Я слышал, как они идут на мой голос и попятился, чтобы не столкнуться с ними. Когда они уже были в коридоре, я спросил Софоса, на нем ли его туника.
— А что?
— Дай ее мне.
— Зачем?
— Затем, что на мне ничего, кроме бинтов, нет. Они забрали всю мою одежду.
Софос стянул рубаху через голову и протянул в мою сторону, чуть не ткнув мне в глаз.
— Хочешь взять мои сапоги? — предложил он.
— Нет, мне удобнее босиком.
— Ген, — сказал халдей. — Ты не должен делать это.
— Одеваться?
— Ты понимаешь, о чем я. — по крайней мере, ему хватило ума спорить со мной шепотом. — Спасибо, что открыл дверь, но лучшее, что ты можешь сделать сейчас, это забыть о нас.

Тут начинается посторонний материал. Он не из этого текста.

PR #2401, opened 2020-05-14
libct/cgroup: rm GetClosestMountpointAncestor using moby/sys/mountinfo parser

kolyshkin:
The function `GetClosestMountpointAncestor` is not very efficient,
does not really belong to cgroup package, and is only used once
(from fs/cpuset.go).

The removal is done in two stages/commits:

### 1

Prepare to remove it by replacing with the implementation based on
the `github.com/moby/sys/mountinfo` parser.

This commit is here to make sure the proposed replacement passes the
unit test.

Funny, but the unit test need to be slightly modified since it
supplies the wrong mountinfo (space as the first character, empty line
at the end).

Validated by
```
 $ go test -v -run Ance
 === RUN   TestGetClosestMountpointAncestor
 --- PASS: TestGetClosestMountpointAncestor (0.00s)
 PASS
 ok  	github.com/opencontainers/runc/libcontainer/cgroups	0.002s
```

### 2

Actually remove `GetClosestMountpointAncestor`, move the replacement
code to `libcontainer/cgroups/fs/cpuset.go`.

### DIFF
--- a/libcontainer/cgroups/fs/cpuset.go
+++ b/libcontainer/cgroups/fs/cpuset.go
@@ -62,7 +62,11 @@ func (s *CpusetGroup) ApplyDir(dir string, cgroup *configs.Cgroup, pid int) erro
 	if err != nil {
 		return err
 	}
-	root := filepath.Dir(cgroups.GetClosestMountpointAncestor(dir, string(mountInfo)))
+	root, err := cgroups.GetClosestMountpointAncestor(dir, string(mountInfo))
+	if err != nil {
+		return err
+	}
+	root = filepath.Dir(root)
 	// 'ensureParent' start with parent because we don't want to
 	// explicitly inherit from parent, it could conflict with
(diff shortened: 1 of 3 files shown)


kolyshkin:
OK, CI passed, adding the second commit

kolyshkin:
I quickly checked Docker and libpod sources -- this function is not used in there.

kolyshkin:
@AkihiroSuda @mrunalp PTAL

AkihiroSuda:
LGTM, but I guess we may eventually move back the function to libct/cg .

kolyshkin:
> I guess we may eventually move back the function to libct/cg

There is no need to mess with mountinfo for cgroup v2 case, and I don't think we'll make any major changes to cgroup v1 (except I'm still tinkering with how to decrease the ridiculous number of times we parse /proc/self/mountinfo).

mrunalp:
LGTM

PR #2402, opened 2020-05-14
Add integration tests for Oci hooks: CreateRuntime, CreateContainer and StartContainer

RenaudWasTaken:
Hello!

This PR is a followup of https://github.com/opencontainers/runc/pull/2229
It is best reviewed by looking at the following single commit: https://github.com/opencontainers/runc/pull/2402/commits/4ec35109a304df3c197a2816ec00f03e8a756fa8
All other commits are based of the above mentioned PR.

With these integration test, I wanted to check real world scenarios, that we depend on in libnvidia-container, the two that I had in mind were the following:
1) mount a library, run ldconfig and check that it picked up these library
2) mount a device, update the cgroups and check that the container has access to that device

Unfortunately the first use case requires a more complete container than busybox, which doesn't have ldconfig, or the hello container. I ended up installing skopeo and umoci for that.

Note that at first I wanted to use alpine to keep the image small, but alpine has it's own implementation of ldconfig (10 line shell script) which doesn't support printing the libraries it has in its cache.

Let me know if you think there is an easier path than adding a new image :)!
With this last PR (and the previous merged), I think we should have unblocked runc 1.0.0!

/assign @cyphar @AkihiroSuda @mikebrow 
/cc @mrunalp @h-vetinari

### DIFF
--- a/Dockerfile
+++ b/Dockerfile
@@ -71,6 +71,24 @@ RUN mkdir -p /usr/src/criu \
     && cd - \
     && rm -rf /usr/src/criu
 
+# install skopeo
+RUN echo 'deb http://download.opensuse.org/repositories/devel:/kubic:/libcontainers:/stable/Debian_Unstable/ /' > /etc/apt/sources.list.d/devel:kubic:libcontainers:stable.list \
+    && wget -nv https://download.opensuse.org/repositories/devel:kubic:libcontainers:stable/Debian_Unstable/Release.key -O- | sudo apt-key add - \
+    && apt-get update \
+    && apt-get install -y --no-install-recommends skopeo \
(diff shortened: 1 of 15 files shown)


kolyshkin:
I think the feature and its tests should be in a single PR (unless the feature is already merged, of course).

So maybe you can just add the commit 4ec3510 to #2229, update its description and close this one?

AkihiroSuda:
As Kir commented, please add these tests to #2229

cyphar:
Yeah, tests should be added to the same PR as the feature (if nothing else, to show that the code works). Reviewing tests is much simpler than code changes because if the tests pass and they look like they actually test the feature, then they're fine.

Возвращайся туда, откуда пришел, и сделай вид, что не вставал с постели.
— А как вы выберетесь отсюда? Через дверь?
— Мы справимся.
Я тихо фыркнул.
— Нет, не справитесь.
— Если нас поймают, мы будем утверждать, что подкупили охранника.
Я постучал пальцем себе по лбу, впрочем, он не мог меня видеть.
— Надо идти, — сказал я, сделав рукой приглашающий жест, чего он тоже видеть не мог.
— Ген, прошло всего два дня. Три с момента ареста. Ты не сможешь.